This example provides a minimal (<2k lines) and faithful implementation of the following papers:
- Faster R-CNN: Towards Real-Time Object Detection with Region Proposal Networks
- Feature Pyramid Networks for Object Detection
- Mask R-CNN
with the support of:
- Multi-GPU / distributed training
- Cross-GPU BatchNorm
- Group Normalization
- Python 3; TensorFlow >= 1.6 (1.4 or 1.5 can run but may crash due to a TF bug);
- pycocotools, OpenCV.
- Pre-trained ImageNet ResNet model from tensorpack model zoo. Use the models with "-AlignPadding".
- COCO data. It needs to have the following directory structure:
COCO/DIR/
annotations/
instances_train2014.json
instances_val2014.json
instances_minival2014.json
instances_valminusminival2014.json
train2014/
COCO_train2014_*.jpg
val2014/
COCO_val2014_*.jpg
minival and valminusminival are optional. You can download them
here.
On a single machine:
./train.py --config \
MODE_MASK=True MODE_FPN=True \
DATA.BASEDIR=/path/to/COCO/DIR \
BACKBONE.WEIGHTS=/path/to/ImageNet-R50-Pad.npz \
To run distributed training, set TRAINER=horovod and refer to HorovodTrainer docs.
Options can be changed by either the command line or the config.py file.
Recommended configurations are listed in the table below.
The code is only valid for training with 1, 2, 4 or >=8 GPUs. Not training with 8 GPUs may result in different performance from the table below.

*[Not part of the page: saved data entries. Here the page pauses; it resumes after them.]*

PR #482, opened 2017-01-14
Ensure uniqueness of requestId across interceptors

### LINKED ISSUE #468: Multiple instance of StethoInterceptor and mNextRequestId

ypresto:
Fixes #468

### DIFF
--- a/stetho-okhttp/src/main/java/com/facebook/stetho/okhttp/StethoInterceptor.java
+++ b/stetho-okhttp/src/main/java/com/facebook/stetho/okhttp/StethoInterceptor.java
@@ -46,11 +46,11 @@ import java.util.concurrent.atomic.AtomicInteger;
 public class StethoInterceptor implements Interceptor {
   private final NetworkEventReporter mEventReporter = NetworkEventReporterImpl.get();
 
-  private final AtomicInteger mNextRequestId = new AtomicInteger(0);
+  private static final AtomicInteger sNextRequestId = new AtomicInteger(0);
 
   @Override
   public Response intercept(Chain chain) throws IOException {
-    String requestId = String.valueOf(mNextRequestId.getAndIncrement());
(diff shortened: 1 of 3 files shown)


stetho-okhttp/src/main/java/com/facebook/stetho/okhttp/StethoInterceptor.java
```diff
@@ -46,11 +46,11 @@
 public class StethoInterceptor implements Interceptor {
   private final NetworkEventReporter mEventReporter = NetworkEventReporterImpl.get();
 
-  private final AtomicInteger mNextRequestId = new AtomicInteger(0);
+  private static final AtomicInteger sNextRequestId = new AtomicInteger(0);
```
jasta: This creates some unique problems of its own since now each interceptor is maintaining its own sequence counting instead of sharing the same singleton state across them all.  You use a static prefix to combat this issue but ultimately what I'd prefer to see is the interceptors centralize and all use a single global which ensures uniqueness.

For instance:

    long nextId = mEventReporter.nextRequestId();

Should solve your problem nicely if all the interceptors (including any custom ones you have) are updated.

jasta:
I think you've exposed a legitimate bug here but I would prefer a simpler, more centralized fix.

ypresto:
I firstly created #481 which adds singleton to store next request id. How about this one?

ypresto:
Deprecate this in favor of #481.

To predict on an image (and show output in a window):
./train.py --predict input.jpg --load /path/to/model --config SAME-AS-TRAINING
Evaluate the performance of a model on COCO. (Several trained models can be downloaded in model zoo:
./train.py --evaluate output.json --load /path/to/COCO-R50C4-MaskRCNN-Standard.npz \
--config MODE_MASK=True DATA.BASEDIR=/path/to/COCO/DIR
Evaluation or prediction will need the same --config used during training.
These models are trained with different configurations on trainval35k and evaluated on minival using mAP@IoU=0.50:0.95. MaskRCNN results contain both box and mask mAP.
| Backbone | mAP (box;mask) |
Detectron mAP (box;mask) |
Time | Configurations (click to expand) |
|---|---|---|---|---|
| R50-C4 | 33.1 | 18h on 8 V100s | super quickMODE_MASK=False FRCNN.BATCH_PER_IM=64PREPROC.SHORT_EDGE_SIZE=600 PREPROC.MAX_SIZE=1024TRAIN.LR_SCHEDULE=[150000,230000,280000] |
|
| R50-C4 | 36.6 | 36.5 | 44h on 8 V100s | standardMODE_MASK=False |
| R50-FPN | 37.5 | 37.91 | 28h on 8 V100s | standardMODE_MASK=False MODE_FPN=True |
| R50-C4 | 36.8;32.1 | 39h on 8 P100s | quickMODE_MASK=True FRCNN.BATCH_PER_IM=256TRAIN.LR_SCHEDULE=[150000,230000,280000] |
|
| R50-C4 | 37.8;33.1 | 37.8;32.8 | 49h on 8 V100s | standardMODE_MASK=True |
| R50-FPN | 38.2;34.9 | 38.6;34.51 | 32h on 8 V100s | standardMODE_MASK=True MODE_FPN=True |
| R50-FPN | 38.5;34.8 | 38.6;34.22 | 34h on 8 V100s | standard+ConvHeadMODE_MASK=True MODE_FPN=TrueFPN.FRCNN_HEAD_FUNC=fastrcnn_4conv1fc_head |
| R50-FPN | 39.5;35.2 | 39.5;34.42 | 34h on 8 V100s | standard+ConvGNHeadMODE_MASK=True MODE_FPN=TrueFPN.FRCNN_HEAD_FUNC=fastrcnn_4conv1fc_gn_head |
| R101-C4 | 40.8;35.1 | 63h on 8 V100s | standardMODE_MASK=True BACKBONE.RESNET_NUM_BLOCK=[3,4,23,3] |
1: Slightly different configurations.
2: Numbers taken from Group Normalization
Performance in Detectron can be roughly reproduced, some are better but some are worse, probably due to many tiny implementation details. Note that most of these numbers are better than what's in the paper.